The room was as chilly as its statues, and smelled of coal oil. Aunt Rosa wept again — the last parlor function had been Konrad’s funeral — but the cold wine warmed and cheered us. Family history was rechronicled; we sang “Happy Days Are Here Again” and teased Peter (who had fetched Magda from around the corner) for missing his chance to save the firm or put plumbing in the house before our fortunes changed. Mother even sat in Father’s lap and tipped his glass so that he could embrace her with his arm. In uneasy glee I called, “Get a load of the lovers!” and made everyone laugh by kissing “the Groaner” (so we had dubbed an anguished Greek head of heroic proportion, on a pedestal by the daybed: Wilhelm’s copy of Laocoön, whom the family mistook for Christ crucified) in imitation of Mother.

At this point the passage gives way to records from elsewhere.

PR #1375, opened 2023-07-30
Split compilation of dense kernels

upsj:
The compilation time, especially for DPC++, is dominated by `dense_kernels.cpp`, more precisely the reduction kernels with their large number of combinations. By splitting them up, we can improve the parallel efficiency of the builds significantly.


common/unified/matrix/dense_kernels_norm1.cpp
```diff
@@ -0,0 +1,70 @@
...
+namespace kernels {
+namespace GKO_DEVICE_NAMESPACE {
+/**
+ * @brief The Dense matrix format namespace.
+ *
+ * @ingroup dense
+ */
+namespace dense {
+
+template <typename ValueType>
```
yhmtsai, line 52:
```suggestion
namespace dense {


template <typename ValueType>
```

yhmtsai (approved):

pratikvn:
Can we somehow make this automatic and not manually split this into files ? I think this unnecessarily complicates our file structure. How about something like a .tpp file, which marked with macros and using CMake to automatically generate the separate compilation units at build time to enable parallelism ?

upsj:
@pratikvn I don't believe that's possible in the way we do it, e.g. for Jacobi. We would most likely need to do this on the individual sub-configuration instantiation like we do with jacobi_kernels.cu, which is not really possible with the current file structure of the reduction kernels. At least it would mean a separation of the kernel and its configurations into two different files.

upsj:
@pratikvn or maybe I am misunderstanding your suggestion, can you give an example?

yhmtsai:
I think some script to split all functions with the GKO_INSTANTIATION function into different files.
for each GKO_INSTANTIATION function,
```
#include "*.cpp" // to get all necessary file
namespace list{
GKO_INSTANTIATION(function name);
}
```
each instantiation creates a file and compiles those files.
note. it may not work if there's a function without template or inline or anonymous namespace

pratikvn:
Also, how much of an effect does this splitting have ? If possible, I would like to avoid this fragmentation. I think it makes finding functions quite hard and also not really scalable as each reduction operation now has its own file.

upsj:
Ah thanks, I like the idea. We only have a single file with enough compile time where this is necessary though, maybe we can pick this idea up again if we have more such files at some point?

upsj:
@pratikvn Compiling the full file takes 5m53.388s, compiling the individual files in parallel takes 1m1.452s. In my tests, the total build was stuck at least 2-3 minutes at this single file.

pratikvn (approved):
In general I would like to avoid this type of fragmentation. But given that the benefit seems to be large, as a temporary measure, it looks acceptable to be. But I think we should try to do this automatically if possible, so that it is scalable, and the build system can handle the splitting into different instantiation units. See suggestion from @yhmtsai above.

upsj:
@pratikvn this is not meant as a temporary measure. We do the same thing already for Jacobi and ParILUT kernels. If we want to split things into definition and instantiation, we don't really need to use automation (and I don't see any advantage of that), but it still leads to the same number of files, with the small disadvantage that IDEs will in my experience have a harder time displaying information about the function templates without instantiations available.

yhmtsai:
from the splitting definition and instantiation, it generates more files than the origin.
One Cpp has several def and $n$ instantiation (only count macro)
->
One Cpp + $n$ file for different function instantiation.
For me, the 5 min does not sound like a problem.

upsj:
superseded by #1378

Only Peter was not merry, though he regarded our festivity with pensive goodwill from his station before the mantelpiece and murmured gravely, smilingly, to Magda. While Hector blushed at something Mother whispered in his ear, Rosa hummed her favorite sipping song, “Wir wöllen unser alien Kaiser Wilhelm wiederhaben.” I perched on her lap and crooned into her white-fuzzed ear: “Come with me to the Casbah!” Whereat she wrinkled over and pushed me away—
Mother ignored me. I could not of course remain forever on Aunt Rosa’s aproned lap. “Do you really think it’s okay to move those stones from in front of the seawall?”
Father could not easily with his single arm both embrace Mother and rub his nose between his thumb and forefinger. “Now. What might you mean by that?”

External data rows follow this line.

PR #1378, opened 2023-07-31
Split compilation of large files automatically

upsj:
As an alternative to https://github.com/ginkgo-project/ginkgo/pull/1375, here I automatically generate files that instantiate a subset of the templates in a source file each. Due to the format of the instantiation source file, it can be included both in its original form and split into different files.


upsj:
To put some number on these changes: `time ninja ginkgo` gives the following output (256 threads)
```

rocm45 before
real    2m44.885s
user    34m59.771s
sys     10m28.850s

rocm45 after
real    1m48.505s
user    18m8.664s
sys     2m23.337s

rocm502 before
real    3m55.766s
user    19m59.029s
sys     2m21.003s

rocm502 after
real    2m37.208s
user    49m14.886s
sys     11m57.626s

NVHPC23 before
real    4m24.576s
user    119m53.211s
sys     24m25.492s

NVHPC23 after
real    3m22.483s
user    8m36.878s
sys     2m18.913s
```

I grinned and shrugged. “I only wondered. Undermining and all? Wasn’t that why Grandpa put them there to begin with?”
“Well. I beg your pardon, sir. It’s easier to
“Lord a mercy,” Mother said. “It’s nearly nine.” As if reminded, the hall clock whirred and began to toll that hour. “I’ll put coffee on.”
“The wall’ll be three foot higher,” Father said. “Do you know what that means?” I did not, in detail. “Two hundred sixty-six cubic yards of reinforced concrete, that the waves won’t touch a dozen times a year! A hundred extra tons of weight!”
“And that’s just the stretch by the hospital,” Karl reminded me. Father helped himself to another glass. “He wonders about undermining.”
I chose not to wonder further. “Is it really Grandpa’s castle in the egg?”
Aunt Rosa kindly frowned. “Rest his soul, he used to say so.”
“Fooey,” Father said.
Karl chuckled. Rosa’s eyes filled up again. “Konrad bought me that in Oberammergau in nineteen and ten,” she explained to Magda, not for the first time. “On our honeymoon.”
“She knows,” I protested.
“There was this peddler, an old Greek or Jew, that had a raft of different ones for sale by the passion play. He showed Konrad some with naughty pictures inside, and Konrad pretended this was one like that. He wouldn’t let me peek in till we got it home.”
“He was a godawful tease, was Konrad,” Karl allowed.
For some reason I suddenly saw my father’s brother as a distinct human being, with an obscure history of his own, apart from ours, and who would one day die. I realized that I had not especially despised him recently, and pondered this realization.
Peter now surveyed us with a great smile and squeezed Magda’s hand. “If I didn’t think we’d do the seawall right,” he declared as if to me, “I wouldn’t of bought the front of Willy Erdmann’s Cornlot.”
It took a while to realize what had been said. Hector’s sarcasm was undermined by surprise. “You wouldn’t of which?”
My own first feeling was sharp disappointment: there would be, then, neither sailboat nor five-inch telescope, and my counsel in the matter, so far from being followed, had not even been solicited. But it was joined at once by admiration for Peter’s daring.
Mother hurried in from the kitchen. Cigarette and coffee cup. She was as startled as Hector, but her face showed amusement too. “You what?”
“Whole front end of the Cornlot,” Peter said carefully. “Hundred and fifty feet along the seawall and a hundred deep.”
The Jungle too! I guessed with fresh disappointment that Magda had been in on the secret: her smile was knowing; her great eyes flashed when Peter winked at her.
Father besought the Groaner with an expression not dissimilar to that fellow’s wretched own. “He’s going to raise tomatoes. We’ll pay the rent on our crusher with beefsteak tomatoes.”